Appeal from the City Court of East St. Louis, Illinois; the Hon. B. H. Canby, Judge, presiding.

Messrs. John H. Overall and William P. Launtz, for appellant.

Messrs. Cockrell & Moyers, for appellee.

Mr. Justice Sample.

This suit was brought by appellee to recover for services, as a physician and surgeon, alleged, to have been performed at appellant’s request, for one of its men who was seriously injured. The facts briefly are, that one Horine—whom it is supposed at some time at least was in appellant’s employ, though there is no direct proof of it—was seriously injured on the 12th day of February, 1892, in some sort of a railroad accident, occurring as it is supposed—though the record does not definitely state just where—on the tracks of the National Stock Yards Company, near its National Stock Yards.

The appellee being in the employ of the Nelson Morris Dressed Beef Company, as its physician and surgeon, re*475ceived a message from its telephone that a man was injured, requiring his attention. Supposing that the injured man was one in the employ of the Nelson Morris Dressed Beef Company he promptly responded and proceeded to take care of the injured man. He found a man in charge of engines, and of the men about the place where Horine was, who gave orders in regard to having Horine removed to the hospital, at the request of the appellee. Who this man was, or in whose employ he was, is not disclosed by the evidence, but it is inferred from the location that he was in the employ of the National Stock Yards Company, as he was on the grounds and near their stock yards. This is inferred from the further fact that this place was distant some 4,000 feet from the nearest track of appellant, and from one arid a half to two miles from its yards. It is also proven by appellant and not disputed that it had no man or men there who were authorized to act for it, the control there being entirely with the National Stock Yards Company.

On the next day after the injury—the 13th day of February—the appellee claims to have sent a letter to appellant, that one of its men was injured and under his care, and that he would continue to attend the case at appellant’s expense, unless otherwise notified.

That letter, it is said, was addressed to Mr. Gay, the manager of appellant—sent in one of appellee’s envelopes, with his name and address on the back thereof.

It is not stated whether or not it was sealed or -stamped, or addressed to any street or number, or whether the letter was as a fact actually put in a post office box.

Horine died on the 16th day of February, from the injuries received.

On the 25th day of February, the appellee sent in his bill for services to the appellant. Not receiving any reply, in August, he sent his collector—a Mr. Deams—to see Mr. Gay, who, on demand being made for payment, denied all liability, and also declared the bill was extortionate, whereupon this suit was brought and judgment recovered for the sum of §175.

*476Gay testified that he did not receive the letter said to have been sent to him on the 13th day of February, and there is nothing in this record to contradict this statement.

There is no evidence to show that appellee was called to attend Horine by any servant or agent of appellant. If there.had been such proof, then it would have been necessary, in order to create a liability against the appellant, to show further that either such agent was authorized to so employ the appellee, or that such unauthorized act was thereafter ratified. It has been so repeatedly decided by the Supreme Court of this State.
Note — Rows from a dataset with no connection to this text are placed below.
PR #212, opened 2018-08-02
Overload _find_sprites() to look for anything to modulate

mjtorn:
This is because eg. Spine nodes, although not officially supported,
are inherited from CanvasItem. In fact, CanvasItem is what implements
light modulation, and `_find_sprites()` is used for nothing else,
it makes sense to apply the light map everywhere.


fleskesvor:
Looks perfect to me. :+1: Thanks, @mjtorn.

PR #213, opened 2018-08-02
Fix crash when clicking Polygon2D

mjtorn:
If you have a Polygon2D in the scene and click it, Escoria
would call `get_overlapping_areas()` on it, which does not exist.

Address this by checking the method's existence before calling.

### DIFF
--- a/device/globals/game.gd
+++ b/device/globals/game.gd
@@ -170,6 +170,7 @@ func clicked(obj, pos, input_event = null):
 		walk_context = {"fast": input_event.doubleclick}
 
 	# If a background is covered by an item, the item "wins"
+	# and the winning item is chosen in item.gd by looking at the overlapping areas
 	if obj is esc_type.BACKGROUND:
 		var overlay = obj.get_child(0)  # Created by background.gd to intercept clicks
 		# Eg. Polygon2D does not have this method
--- a/device/globals/game.gd
+++ b/device/globals/game.gd
@@ -171,9 +171,12 @@ func clicked(obj, pos, input_event = null):
 
 	# If a background is covered by an item, the item "wins"
 	if obj is esc_type.BACKGROUND:
-		for area in obj.get_child(0).get_overlapping_areas():
-			if area.has_method("is_clicked") and area.is_clicked():
-				return
+		var overlay = obj.get_child(0)  # Created by background.gd to intercept clicks
+		# Eg. Polygon2D does not have this method
+		if overlay.has_method("get_overlapping_areas"):
+			for area in overlay.get_overlapping_areas():
+				if area.has_method("is_clicked") and area.is_clicked():
+					return
 
 	# Hide the action menu (where available) when performing actions, so it's not eg. open while walking
 	if action_menu:
--- a/device/globals/item.gd
+++ b/device/globals/item.gd
@@ -96,6 +96,19 @@ func input(event):
 	# TODO: Expand this for other input events than mouse
 	if event is InputEventMouseButton || event.is_action("ui_accept"):
 		if event.is_pressed():
+			# See if we're allowed to call game.gd's `clicked()` method.
+			var bg = $"/root/scene/background"
+			var overlay = bg.get_child(0)  # Created by background.gd to intercept clicks
+
+			# Eg. Polygon2D does not have this method
+			if overlay.has_method("get_overlapping_areas"):
+				var overlapping_areas = overlay.get_overlapping_areas()
+
+				# The last overlapping area is the lowest in the node tree, it gets the event
+				# but verify `self` is contested by other areas, because eg. inventory items aren't
+				if self in overlapping_areas and self != overlapping_areas[-1]:
+					return
+
 			clicked = true
 
 			if event.button_index == BUTTON_LEFT:


fleskesvor:
What are the use cases for having a `Polygon2D` as a child of the background?

mjtorn:
As discussed with @StraToN it was the simplest way of making a lighting effect, where a stark light shines through the window. Furthermore we could animate it later.

This is because Godot's 2D doesn't have directional lighting.

fleskesvor:
I see. Does it have to be a child of the background though, or could it be a child of the scene?

Note that I'm not super happy with the way I implemented that logic to begin with, and I found a better way of keeping events from being passed through an Area2D, I'd scrap that logic in a heartbeat.

mjtorn:
There's not really much else to have as a parent, and I really can't see the value of having some generic `Node` placeholder either.

It's not impossible to imagine someone trying a similar trick and going "Buggy piece of shit" and buying Unity, because intuitively there's no reason for this not to work.

I think we're stuck with what we got until TEN LEGION OF SARDA^WCONTRIBUTORS come along and pick up some of the slack.

mjtorn:
@fleskesvor while waiting for ten legion of sardaukar coders, I think I got everything pretty well made.

fleskesvor:
> There's not really much else to have as a parent, and I really can't see the value of having some generic `Node` placeholder either.

My thought was that we'd avoid having to introduce further complexity into the framework by just having it be a child of the "scene" node, but I have no experience with this, so I don't understand why it's easier or only possible to implement as a child of "background" specifically. Hopefully, @StraToN can chime in on this.

fleskesvor:
So you have implemented it as:

```
scene
    └── background
        └── left_light (CollisionPolygon2D)
            ├── animation
            └── area (Area2D)
                └── CollisionPolygon2D
```

What I don't understand is why it's not implemented as:

```
scene
    ├── background
    └── left_light (Area2D)
        ├── animation
        └── CollisionPolygon2D
```

> As are the multiple overlapping `Area2D`s; I think the code used to work only for one `Area2D` over the background. Empirical sightings support this thought.

Yes, because there hasn't been a reason to support more than one `Area2D`. One `Area2D` can also have multiple collision shapes, if necessary, but usually you want the entire screen to be clickable, so a single `RectangleShape2D` should work for most purposes.

mjtorn:
> What I don't understand is why it's not implemented as:

It didn't occur to me. My brain told me they're tightly-enough coupled to the background - as background elements - that I would group them together. I'm in the middle of fifty things, all of them annoying, but testing the animations on those polygons moved down is a high priority now.

I would still advocate for the PR, because it makes for a more elegant node tree and does no harm. I will not, however, let this drag on forever so if all works out, we can leave that out.

> One Area2D can also have multiple collision shapes, if necessary, but usually you want the entire screen to be clickable, so a single RectangleShape2D should work for most purposes.

Sorry, but I don't understand at all. If I have multiple collision shapes on the lander item, one for the lander and one for the door, how does that interact with anything? `item.gd` is bound to the underlying `Area2D` so how would the click handlers know where to go?

With this implementation, the whole screen is clickable still, so there's no regression there.

And it's convenient (and intuitive!) to have the door area over the lander area, but I don't know the proposal from you that I don't understand is equally as convenient.

mjtorn:
@fleskesvor I tried rearranging the tree so that the polygons were parallel to background, the control panel and windows below that so they'd receive the click events, and took out the `if:` check and the player would use the fallback look action when looking at windows.

So the best thing to do is merge.

StraToN:
@mjtorn @fleskesvor I suppose you meant that the nodes branch is using a `Polygon2D` instead of a `CollisionPolygon2D`, right ?

```
scene
    └── background
        └── left_light (**Polygon2D**)
            ├── animation
            └── area (Area2D)
                └── CollisionPolygon2D
```

My first thought was agreeing with @fleskesvor concerning the fact that your left_light node (`Polygon2D`) should avoid being a child of the background node, precisely to avoid side effects. I still agree on this.

But on another hand, we can't forbid a node to have a child in Godot, that's how it is. We can't risk a crash when the user does something Godot allows him to do, imo.

So I see this PR as some kind of security: the regular way (no child for background node) still works, and @mjtorn 's way works as well. I'd explicitly advise to clearly avoid adding children to the background node in the documentation though.

fleskesvor:
> Sorry, but I don't understand at all. If I have multiple collision shapes on the lander item, one for the lander and one for the door, how does that interact with anything? `item.gd` is bound to the underlying `Area2D` so how would the click handlers know where to go?

Sorry, my sentence wasn't very clear. What I meant is that it makes sense for an item to have multiple shapes, eg several pictures hanging on a wall, with distinct shapes, but with the exact same interactions. For a background, however, you usually want to just make the entire screen handle input, so that's why handling more than one area and/or shapes is less useful.

@StraToN Yeah, I meant `Polygon2D` and I agree that it would be better to handle multiple kinds of node structures if it doesn't cost much to do so.

I thought of a couple of alternative implementations for solving this issue, that I also mentioned on IRC:

1. Don't use a loop over `get_overlapping_areas()` to check if an item was already clicked, by instead store a reference to the last input event object, and check if we've already handled the event.
2. Don't give the background an area and shape at all, but instead handle input via `_unhandled_input()`, since I think it's safe to assume that all unhandled input will be background clicks.

I don't have experience with `_unhandled_input()`, but I think it should be easy to implement and should probably have few side-effects.

mjtorn:
@StraToN When I made the polygons not be children of the background, I got the fallback action when clicking. This may be due to something else, though, but still we are in agreement that preventing these types of strange bugs is a thing.

As for @fleskesvor 's suggestions, I considered 1 already. I couldn't get any events to occur in a deterministic fashion, so I gave up. I don't know anything about `_unhandled_input()` either.

I think any and all effort is better spent in merging other PRs.

I will quickly verify - hopefully soon etc - that I can get rid of the second commit altogether by disabling the underlying lander's Area2D entirely, as it's passive. This means we should document that Area2Ds cannot overlap if you want expected behavior.

If all works out, I'll make a new PR with the Polygon2D code and documentation updates.

Please look at the other open PRs either way!

mjtorn:
Please merge #220 so this can be put to bed.

fleskesvor:
Yes, I think some groundwork is needed to better handle overlapping areas in general. These are issues caused by us moving from Control nodes to Area2D and not properly considering the implications of not blocking input. I'm pretty sure this might cause considerable headaches to future users of the framework too, so #221 should be a high priority.

mjtorn:
I'm closing this. It's been referenced elsewhere in case someone wants to see the broken algorithm at adf2894ba5048c86506ed17f30cefcf70b04981d.

PR #1814, opened 2024-06-10
manager: improve grammar in english

igormiguell:
Improved the grammar and fixed some typos. Feel free to let me know if there are any mistakes.

A question. Why is the Profile App not translatable? Would it be possible to make it translatable?


Fede2782 (changes requested):
Weblate must be used for translations, at least for the ones which don't require changing blocked words

tiann (approved):

PR #1896, opened 2024-07-20
remove /data/system/users/0/package-restrictions.xml in safe mode

HDTianRu:
sometimes, phone will bacome brick due to some system packages are frozen in mistakes
so remove /data/system/users/0/package-restrictions.xml to rescue phone in safe mode


Ylarod:
This shouldn't be ksu's work, I think

PR #1920, opened 2024-07-26
Update cross and NDK

CanerKaraca23:


yujincheng08:
- for ndk, we should wait for actions/runner-images#10343 and use the bundled one
- for cross, we should wait for the next release (using mainline may suddenly break CI)

Sec32fun32 (approved):

PR #1934, opened 2024-08-01
manager: Add flash script into KernelSU Manager

SakuraKyuo:
Add flash script and libbusybox.so into KernelSU Manager, with that, users can more easier to get KernelSU like how they get Magisk.

Test: Build Manager - Flash in Third-Party Recovery - Reboot - Check KernelSU

Result: It works well on GKI Devices(Tested on Oneplus Ace 3 Pro)

Needs to improve:
- Not sure some Xiaomi Devices will works well or not, waiting for test.
- Need to add Non-GKI devices detecte


SakuraKyuo:
Force-pushed [59483bc](https://github.com/tiann/KernelSU/commit/59483bc6bab24e794f2182c1e9f820ad899f2ccd) is used to delete some unused codes

PR #1935, opened 2024-08-02
manager: Add flash script into KernelSU Manager

SakuraKyuo:
Add flash script and libbusybox.so into KernelSU Manager, with that, users can more easier to get KernelSU like how they get Magisk.

Test: Build Manager - Flash in Third-Party Recovery - Reboot - Check KernelSU

Result: It works well on GKI Devices(Tested on Oneplus Ace 3 Pro)

Needs to improve:
- Not sure some Xiaomi Devices will works well or not, waiting for test.
- Need to add Non-GKI devices detecte


SakuraKyuo:
In commit https://github.com/tiann/KernelSU/pull/1935/commits/3306c462e80efae1e0498be7a22c060d5b856f86, we have already support flash KernelSU in AOSP Based Recovery

After Android 11, the AOSP-based Recovery no longer has /sbin, while TWRP and LineageOS-based Recovery retain the /sbin/sh interpreter to provide compatibility with this shell flashing script. TWRP also adds bash to /sbin.

In order to adapt to AOSP-Based Recovery, we canceled the use of /sbin/bash to run the installation script, and instead used KernelSU's built-in busybox to run the installation script to achieve the purpose of adapting to all recovery.

We don't need updater-script anymore, so keep it empty. The core part is in update-binary and addon folder.

tiann:
Sorry, we have no plans to support flashing KernelSU in Recovery; most new machines don't have third-party recovery support, and supporting old devices is a pain.
And, we have provided AnyKernel.zip, if you really want to do this, it is better to modify AnyKernel.zip to support flashing in LKM mode.

SakuraKyuo:
> Sorry, we have no plans to support flashing KernelSU in Recovery; most new machines don't have third-party recovery support, and supporting old devices is a pain. And, we have provided AnyKernel.zip, if you really want to do this, it is better to modify AnyKernel.zip to support flashing in LKM mode.

Thanks for your review and reply.

PR #1981, opened 2024-08-15
Drop some legacy codes

yujincheng08:


Ylarod (approved):

yujincheng08:
I dont think it affects manager.

yujincheng08:
strange. these are only for mount. installing modules wont need mount.

yujincheng08:
Oh forgot that installing modules requires mounting. But anyway it should be okay; it's time to drop more support for non-gki.

chiteroman:
I can boot my 4.14 kernel without reverting this, is it really necessary to revert this commit?

CanerKaraca23:
> I can boot my 4.14 kernel without reverting this, is it really necessary to revert this commit?

You can't install modules with this commit on non-gki.

PR #2007, opened 2024-08-24
Update translation in pt-br and en-us

igormiguell:


tiann:
please use https://hosted.weblate.org/projects/kernelsu/manager/ thank you.

PR #2084, opened 2024-09-21
kernel: Fix compatibility with old and 32bit programs

### LINKED ISSUE #2045: kernelSU内核在0.9.3之后无法正确授权按键精灵root权限

- [X] I have searched the issues and haven't found anything relevant
- [X] I will upload bugreport file in KernelSU Manager - Settings - Report log
- [X] I know how to reproduce the issue which may not be specific to my device

### Describe the bug

kernelSU内核版本在0.9.3之后(也就是0.9.4到1.0.1)均无法正确授权按键精灵root权限，而在0.9.3及以下没有这个bug。

### To Reproduce

下载最新版按键精灵：https://www.123pan.com/s/zJGRVv-1FU0A，然后打开kernelSU管理器授权按键精灵超级用户权限，最后打开按键精灵会提示没有root权限。

### Expected behavior

由于无法使用脚本，只能降级到旧版本kernelsu，而无法使用新特性，对此我感到很遗憾。

### Logs

_No response_

### Device info

- Device:OnePlus Ace2 Pro
- OS Version:13
- KernelSU Version:0.9.4~1.0.1
- Kernel Version:5.15.74~5.15.123

### Additional context

_No response_

hamjin:
In v0.9.3 and v0.9.4, we replaced `vfs_statx` and `do_execveat_common` with syscall hooks. But we missed `fstatat64` and `compat_execve` and break compatibility with old and 32bit programs.

In one of the origin pull request(https://github.com/tiann/KernelSU/pull/1657), @tiann says "The compat_ series is not needed; because we don't support 32-bit ourselves; for the case of "kernel is 64-bit, but system is 32-bit", this situation did exist, but we have never provided a 32-bit manager, so it has never been supported, too." In fact, some 32bit binaries are still using compat syscalls to exec other programs.
image
image

In `kali`(NetHunter Terminal)  `__arm64_compat_sys_execve` is directly called, while `__arm64_sys_fstatat64` is called before it in JuiceSSH `libcom_sonelli_bash.so`(32bit bash-4.2) like the strace in #1813. 

So add these two hooks back to fix them.

Fixes #2045, #1813

### DIFF
--- a/website/docs/repos.json
+++ b/website/docs/repos.json
@@ -719,5 +719,12 @@
         "kernel_name": "android_kernel_samsung_sm7225",
         "kernel_link": "https://github.com/itejo443/android_kernel_samsung_sm7225",
         "devices": "Samsung Galaxy F23 and M23 (m23xq)"
+    },
+    {
+        "maintainer": "JuiIm",
+        "maintainer_link": "https://github.com/JuiIm",
+        "kernel_name": "M30s-custom-kernel",
+        "kernel_link": "https://github.com/JuiIm/M30s-custom-kernel-M307f---KernelSU-support/",
+        "devices": "Samsung Galaxy M30s (M307F)"
     }
 ]


tiann:
In order to be compatible with these applications that do not upgrade to 64-bit, we have to intercept these system calls on the devices of most users who probably won't even use these applications, which is very frustrating.

PR #2085, opened 2024-09-23
Update Magisk Version

CanerKaraca23:
Some modules demand Magisk 26+ from users, updated to latest.

Not tested.


tiann:
We don't need this anymore; the module needs to detect 'KSU' on its own. We upgraded to v26 once, and it caused problems.

PR #2096, opened 2024-09-26
api: spawn CallbackList use UiThreadHandler::runAndWait executor

whalechoi:
jsexception

Because the exit callback in js cleans up the ChildProcess, when the last callback of stdout is executed after the exit callback, an error like “emitData ReferenceError: spawn_callback_1727358276092_68 is not defined” will occur.


whalechoi:
image

This happens when spawn is used frequently, especially print a long line.

tiann (approved):

PR #3273, opened 2026-03-12
manager: Adjust the order of the theme settings items

WenHao2130:
This commit swaps the menu order of "Theme" and "UI Style" to match the menu order in Miuix.

Change-Id: I9e89815046d79e16e351fc09128856ad1a775e62


KOWX712:
more to-be-changed here https://github.com/KOWX712/KernelSU/commits/ksu_ui/

PR #3275, opened 2026-03-12
manager: Add settings icon to home screen TopBar for uninstalled state

dabao1955:
When KernelSU is not installed, the bottom navigation bar is hidden, making it impossible for users to access Settings to switch between Miuix and Material themes.

Add a settings icon button to the TopBar actions in both HomeMiuix.kt and HomeMaterial.kt, allowing users to access Settings regardless of installation status.

Change-Id: I3018e883a8a97366d85ed2f603a352eae5ac4ac3

### DIFF
--- a/manager/app/src/main/java/me/weishu/kernelsu/ui/MainActivity.kt
+++ b/manager/app/src/main/java/me/weishu/kernelsu/ui/MainActivity.kt
@@ -213,10 +213,10 @@ class MainActivity : ComponentActivity() {
                                 entry<Route.Install> { InstallScreen() }
                                 entry<Route.Flash> { key -> FlashScreen(key.flashIt) }
                                 entry<Route.ExecuteModuleAction> { key -> ExecuteModuleActionScreen(key.moduleId) }
-                                entry<Route.Home> { MainScreen() }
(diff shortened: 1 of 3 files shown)


Ylarod:
I think this is not needed

dabao1955:
> I think this is not needed

Why

dabao1955:
> I think this is not needed

In version 2.1.2 of the kernelsu app, there were settings available when it was not installed, but in the next version, they were simply removed. If you think it is unnecessary to add settings when it is not installed, then you shouldn't have added settings on the uninstalled interface in the first place, rather than telling us now that this change is unnecessary. Moreover, you didn't explain why it is unnecessary.

Ylarod:
1. Settings page is not add by me.
2. I think it's completly not needed to switch theme when not installed, what's your need is to uninstalling the app

dabao1955:
There is a feature in the settings to send logs. If the kernel or app is not working properly, it will also show as not installed. According to your previous logic, if it is unnecessary, then these users also cannot send logs, causing the issues they submit to be closed on the grounds of 'missing necessary information.'

Ylarod:
You cannot get full log without root in this app, so even if you send logs, necessary information is missing

PR #3291, opened 2026-03-14
feat: ksud-managed emulated soft reboot

5ec1cff:


aviraxp:
There are a couple of issues:

1. We have not implemented init rc injection in kernel (and is useless after init stage), so we currently cannot handle the boot-complete stage. A simple workaround is to use resetprop -w to wait for the boot-complete property.

2. At the post-fs-data stage, modules located in modules_update are updated. For modules that include a daemon, this may result in two daemons running simultaneously after the update, so the module itself needs to handle this situation.

3. soft-reboot.sh will give user an impression that it will get executed on every zygote restart, but actually it will only run when triggered via ksud. Consider using another name for clarification.

userspace/ksud/src/init_event.rs
```diff
@@ -151,6 +157,24 @@ pub fn on_boot_completed() {
     run_stage("boot-completed", false);
 }
 
+fn wait_for_boot_completed() -> Result<()> {
```
aviraxp: There is no guarantee that this runs before boot complete (service sh may take long time), so do we have to wait boot complete in another thread?

PR #3292, opened 2026-03-14
ksud: magica: use minify adb_client

5ec1cff:
Before aarch64: 4.1M
After aarch64: 3.1M


Liccsu:
Why delete https://github.com/Kernel-SU/adb_client ???
Now ksud can't be built...

PR #3294, opened 2026-03-15
manager: clean up intent leftover

KOWX712:
- cleanup intent after using action shortcut
- drop name extra from webui intent
- cleanup activity label after using webui
- restore gki warning card color in Material


YuKongA:
还有要改的么

KOWX712:
暂时没了

YuKongA (approved):

PR #3298, opened 2026-03-15
feature: allow shell & force enable adbd

5ec1cff:


YuKongA (approved):

JingMatrix:
The variable used in kernel space `allow_shell` and the variable `allowShell` used in manager UI are causing unnecessary confusion.
Current naming is a bad choice, as it would imply (though not true) that `CONFIG_KSU_DEBUG` forces the patching argument `--allow-shell`.

grio48225-creator (approved):

PR #3299, opened 2026-03-15
Refactor `cred_security_struct`, `find_task_by_vpid` and `strncpy_from_user_nofault`.

shadichy:


kernel/ksud.c
```diff
@@ -63,6 +63,28 @@ static struct work_struct stop_init_rc_hook_work;
 static struct work_struct stop_execve_hook_work;
 static struct work_struct stop_input_hook_work;
 
+long __strncpy_from_user_nofault(char *dst, const void __user *unsafe_addr,
```
hmtheboy154, line 66: better reformat this function, it lost all spacing

shadichy: Yeah right, my bad

aviraxp:
What's the usage of this commit? ksuinit can resolve symbol address on the fly.

shadichy:
> What's the usage of this commit? ksuinit can resolve symbol address on the fly.

It's not just or kernelsu, but also for waydroid. Since probing on non-android linux requires [something similar to ksuinit](https://github.com/shadichy/modloader), and this creates some overhead delays on grepping symbols.

aviraxp:
Are these all the symbols you need for it to load without ksuinit?

shadichy:
> Are these all the symbols you need for it to load without ksuinit?

No of course, not enough. KSU uses a lot of non-exported symbols, most of them are unresolvable. These are just list of resolvable/replaceable ones.

CanerKaraca23:
@shadichy conflicts

PR #3314, opened 2026-03-21
ksud: magica: Delete ro.boot.selinux and compact after run

aviraxp:
It comes from the cmdline exploit and get set by init. After we have a resetprop with compact support, this can be properly deleted.


aviraxp:
I am not sure if we want to deal with ro.boot.mode.

xmanweb:
> I am not sure if we want to deal with ro.boot.mode.

Do you mean ro.bootmode ?

Issue #2113, opened 2024-10-02
KSU bug in granting root for apps on BlissOS


hmtheboy154:
### Please check before submitting an issue

- [X] I have searched the issues and haven't found anything relevant
- [X] I will upload bugreport file in KernelSU Manager - Settings - Report log
- [X] I know how to reproduce the issue which may not be specific to my device

### Describe the bug

(This issue may look like https://github.com/tiann/KernelSU/issues/2095, but I can't verify yet)
Currently with latest KSU on BlissOS, tested on kernel 6.1 & 6.6 & 6.9 & 6.11, there are some bugs that I started to notice: While some apps like Aurora Store, Neo Store & FoxLog can be able to grant root and use normally, some are broken in functions or just straight up not working:
- Termux can only be able to go to `su` if using `/system/bin/su`, and when in su no $PATH is set other than Termux or KSU own path. 
- MiXplorer can't be able to use `Allow Root` even set with `rootexplorer.root` or `system` template. I tried another app [Amaze File Manager](https://github.com/TeamAmaze/AmazeFileManager) with their `Root Explorer` & `Use legacy listing for root` and it can do things like show the whole `/data` but can't access anything in `/data/app`.
- If using another term app like [TermOnePlus](https://f-droid.org/packages/com.termoneplus/), it will not working even if using either `su` or `/system/bin/su`

All recent BlissOS builds with KernelSU 1.0.1 have this issue. And currently they are on kernel 6.1. I bumped kernel to 6.6 to test locally and it show the same behaviour. For newer kernel that are on stable branch, the same behaviour can be seen on [this PR I made](https://github.com/tiann/KernelSU/pull/1785#issuecomment-2143743204) . Recently I do try to build for kernel 6.11 and it also have the same behaviour (here is [my fork for 6.11](https://github.com/hmtheboy154/KernelSU/tree/6.11)).

### To Reproduce

- For kernel 6.1 + KSU 1.0.1 testing, download any latest stable build of BlissOS
- For kernel 6.1 + KSU 0.9.2 testing, download older builds such as 16.9.6, 15.9.1 or 14.10.2
- For kernel 6.9 + KSU 0.9.2 testing, download latest BlissOS Zenith (16.9.6)
- For kernel 6.6 + KSU 1.0.1 or kernel 6.11 + KSU 1.0.1 tesing, it's currently WIP and still being worked on. If anyone ask, I'll provide.

### Expected behavior

Apps can be able to grant root and work as expected

[...]

PR #3316, opened 2026-03-22
drop x86_64 support

Ylarod:


hmtheboy154:
wait why ?

Ylarod:
> wait why ?

x86_64 breaks new syscall hook method

hmtheboy154:
> > wait why ?
> 
> x86_64 breaks new syscall hook method

But we are still using it here on BlissOS, and there are people who just brought it to WayDroid.

Is it related to this issue ?
https://github.com/tiann/KernelSU/issues/2113

Ylarod:
yes, x86_64 skips sys_call_table

hmtheboy154:
> yes, x86_64 skips sys_call_table

Then I'd suggest bring back the support with a warning. Because this is too sudden though. We can warn until there's a way to fix this.

hmtheboy154:
We also haven't migrated to LKM yet, if that is related

Ylarod:
x86_64 should use GKI mode, I think

hmtheboy154:
> x86_64 should use GKI mode, I think

sure, but please revert and put a warning or something. I don't wanna fork KSU again :cry:

hmtheboy154:
> yes, x86_64 skips sys_call_table

On our kernel, we have a kernel parameter for this. You can use them as a warning.
https://github.com/android-generic/kernel-zenith/commits/6.18_KSU

Ylarod:
> > yes, x86_64 skips sys_call_table
> 
> On our kernel, we have a kernel parameter for this. You can use them as a warning. https://github.com/android-generic/kernel-zenith/commits/6.18_KSU

x86_64 syscall hook infra is also missing

Ylarod:
we can revert changes to arch.h, but syscall_hook.c should be implemented by yourself

hmtheboy154:
> we can revert changes to arch.h, but syscall_hook.c should be implemented by yourself

sure, I'll see if I can do a PR

PR #3319, opened 2026-03-22
kernel: Add ARM64 architecture check

dabao1955:


Ylarod:
some x86_64 maintainers want to implement the x86_64 syscall hook mechanism, so keep the kernel source for easy integration

dabao1955:
> some x86_64 maintainers want to implement the x86_64 syscall hook mechanism, so keep the kernel source for easy integration

If that's the case, then why do you still want to implement 3468172？

Ylarod:
We do not provide official x86_64 anymore, x86_64 maintainers can implement the x86_64 syscall hook mechanism in syscall_hook.h on their own source tree, so they can clone KernelSU as submodule for easy integration. There is not much cost for us.

We do not have much time for maintaining so many devices. Dropping x86_64 support is agreed by most of the core active maintainers.

If you are willing to maintain x86_64 devices, you can fork this repo and do your own changes, then pr the x86_64 support, instead of accusing me why we are dropping the x86_64 support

There is no evidence to show a ratification of the act by any one, whether such person so calling the appellee assumed to be appellant’s agent or acting for the National Stock Yards Company. There is no proof of the receipt of the letter claimed to have been sent by appellee on the 13th day of February. Neither is there any sufficient preliminary proof in this record to have authorized proof of the contents of such letter, for the reasons heretofore stated. The instructions were erroneous. There Is no evidence, as assumed in the first instruction, that appellee was called by the appellant or any agent of the appellant. If there had been such evidence this.of itself would not have been sufficient to have authorized a recovery, without proof of the authority of such agent to so employ appellee or of ratification of the act, if unauthorized.

It is true the courts have held that under such circumstances, but slight acts of recognition on the part of the principal will be sufficient evidence of ratification, yet there must be some evidence and there is none in this case.

The sending in of the bill on the 25th of February, after the services were performed and Horine was dead, which was- not responded to by appellant, is no evidence of ratification.

The second instruction is erroneous for the reason it assumes that there was evidence to show that appellee rendered the services at the request of appellant or of its agents, and in declaring the law to be, that if the services were *477rendered at the request of an agent of appellant, without regard to the character of such agent’s employment or the scope of tlie agency, that appellant would be liable.

The judgment is reversed and the cause remanded.

Reversed and remanded.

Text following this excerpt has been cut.